→ **PROBLEM STATEMENT**: Your reply must be the number of lines in the entries that hold the word "test", and nothing else.
»»
PR #1210, opened 2020-02-07
Add attributes to enable dual-source blending on Vulkan

tfoleyNV:
This change adds support for the `[[vk::location(...)]]` and `[[vk::index(...)]]` attributes, which can be used together to mark up shader outputs for dual-source blending on Vulkan. HLSL/Slang code like the following:

```hlsl
struct Output
{
    [[vk::location(0)]]
    float4 a : SV_Target0;

    [[vk::location(0), vk::index(1)]]
    float4 b : SV_Target1;
}

[shader("fragment")]
Output main(...) { ...}
```

can be used to set up dual-source blending on both D3D and Vulkan APIs. The output GLSL for the above will look something like:

```glsl
layout(location = 0)            out vec4 a;
layout(location = 0, index = 1) out vec4 b;

void main() { ... }
```

The more or less straightforward parts of this change were:

* Added new `attribute_syntax` declarations to the stdlib, for `[[vk::location(...)]]` and `[[vk::index(...)]]`

* Added new AST node types for the new attribute cases, sharing a base class so that argument checking can be shared

* Added checks for the arguments to the new attributes in `slang-check-modifier.cpp` (eventually this kind of logic shouldn't be needed for new attributes)

* Updated GLSL emit logic so that it treats the `index`/`space` parts of a variable layout as the `location`/`index` for varying parameters.

* Updated GLSL legalization so that when it translates entry-point parameters into globals (and scalarizes structures) it handles both a binding index and space for the parameters.

* Added a cross-compilation test case to verify that the basics of the feature work

The remaining work is all in `slang-parameter-binding.cpp`.

There is some work that isn't technically related to this change (and which could be reverted if it causes problems), around the detection and handling of fragment shader outputs with `SV_Target` semantics. The basic changes (which could be backed out and then merged separately) are:

* Made the special-case `SV_Target` logic only trigger for fragment shaders (that is the only place where `SV_Target` should appear, but we weren't guarding against it)

* Made the logic to reserve a `u<N>` register for `SV_Target<N>` only trigger for D3D Shader Model 5.0 and below (since it is not required for SM 5.1 and up). This could be a breaking change for some users, but that seems unlikely.

* Fixed one test case that relied on the behavior of reserving `u0` for `SV_Target0` even though it was a SM6.0 test.

* Also added more comments to the system-value handling logic.

The more interesting changes come up starting in `processEntryPointVaryingParameterDecl()`. The basic issue is that we have so far only supported implicit layout for varying parameters on GLSL/Vulkan, but the `[[vk::location(...)]]` attribute is a form of explicit layout annotation. Rather than try to kludge something that only works in narrow cases, I instead opted to try to fix things more generally.

In `processEntryPointVaryingParameterDecl()` we now check for the `location` and `index` attributes when we are on "Khronos" targets (Vulkan/OpenGL/GLSL) and immediately add them to the variable layout being constructed if they are found. There is nothing in this logic specific to fragment-shader outputs, so this feature now applies to any varying input/output on Khronos targets.

Allowing explicit layouts creates the potential for mixing implicit and explicit layout. For example, consider:

```hlsl
struct Output
{
    float4 color : COLOR;
    [[vk::location(0)]] float3 normal : NORMAL;
}
```

What `location` should `color` get? Should this code be an error? There are two cases where this conundrum can come up: when working with `struct` types used for varying parameters, and the entry-point parameter list itself.

For the varying `struct` case we currently make an expedient choice. We handle fields with both implicit or explicit layotu with appropriate logic, but logic that doesn't account for the case of mixing the two. Then at the end of layout for the `struct` we issue an error if there was a mix of implicit and explicit layout (such that our results aren't likely to be valid).

For the entry point varying parameter case, things were already using a `ScopeLayoutBuilder` type (that encapsulates some logic shared between entry-point and global parameters). The entry-point-specific bits were moved out into a `SimpleScopeLayoutBuilder` and it was updated so that rather than assuming all parameters use implicit layout it does a two-phase layout approach similar to what we use for the global scope:

* First all parameters are enumerated to collect explicit bindings and mark certain ranges as "used"

* Next the parameters are enumerated again and those without explicit bindings get allocated space using a "first fit" algorithm

In principle we could extend the two-phase approach to apply to `struct` types as well, but that would be best saved for a future refactoring of some of this parameter binding logic, since I would like to exploit more of the opportunities for sharing code across the uniform/varying and struct/entry-point/global cases.

By moving the point where entry point parameters get their offsets assigned, it was necessary to move around some of the logic that removes varying parameter usage (and other things that shouldn't "leak" out of an entry point) to a different point in the entry point layout process.

While adding these various pieces does not quite enable us to support explicit bindings on entry point parameters (e.g., putting `uniform Texture2D t : register(t0)` in an entry point parameter list) or in `struct` types (e.g., explicit `packoffset` annotations on fields), it starts to provide some of the infrastructure that we'd need in order to support those cases.


source/slang/slang-type-layout.cpp
```diff
@@ -3899,6 +3899,19 @@ void TypeLayout::removeResourceUsage(LayoutResourceKind kind)
...
 }
 
+void VarLayout::removeResourceUsage(LayoutResourceKind kind)
+{
+    Int infoCount = resourceInfos.getCount();
+    for( Int ii = 0; ii < infoCount; ++ii )
+    {
+        if( resourceInfos[ii].kind == kind )
+        {
+            resourceInfos.removeAt(ii);
```
jsmall-nvidia: Presumably you could use fastRemoveAt - doesn't seem to be an ordering of resourceInfos.

source/slang/slang-parameter-binding.cpp
```diff
@@ -1517,11 +1612,89 @@ static RefPtr<TypeLayout> processEntryPointVaryingParameterDecl(
...
+                // When using dual-source blending the GLSL/SPIR-V looks like:
+                //
+                //      layout(location = 0)            vec4 a;
+                //      layout(location = 0, index = 1) vec4 b;
+                //
+                // Thus for a parameter of kind `VaryingOutput` when targetting
+                // GLSL/SPIR-V, we need a way to encode the value that was pased
+                // for `index` on the secondary color output.
+                //
+                // We are already using the `index` field in the `VarLayout::ResourceInfo`
```
jsmall-nvidia: I didn't see this aspect of space usage change discussed on the space variable comment - which might be useful for maintainers.

source/slang/slang-type-layout.cpp
tfoleyNV: I don't think we have any code that relies on the ordering of the resourceInfos, but I've tried not to write code that would disturb their order once established. There are two different future directions where might want to guarantee an ordering of the resourceInfos, and I want to leave the door open for them:

1. We might decide that the first resourceInfo should always be the "primary" resource usage for a type. For example we might want a `ConstantBuffer<X>` to always report the constant buffer register/binding as the first resourceInfo (as a guarantee to the reflection API user), whether or not `X` contains textures or other resources.

2. Probably more interesting: if we guarantee that the resourceInfos are always sorted by `LayoutResourceKind` then we can look up a particular resource kind with a binary search instead of the linear search we do today.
««
→ **YOUR RESPONSE**: 2